[Collected data]

PR #5306, opened 2025-08-06
feat: Segmentation stats calculation customizable

Celian-abd:
### Context

see issue : https://github.com/OHIF/Viewers/issues/5301

### Changes & Results
Computation cost of labelmap statistics can be avoided if the project is ready to handle statistics calculation on labelmap by custom code (or even not need calculation at all for example labeling purpose for deep learning datasets)

It would need to add this doc :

Exercise directions
Scan the entries above and return each line that holds "calculation".

Solution to this task
feat: Segmentation stats calculation customizable
Computation cost of labelmap statistics can be avoided if the project is ready to handle statistics calculation on labelmap by custom code (or even not need calculation at all for example labeling purpose for deep learning datasets)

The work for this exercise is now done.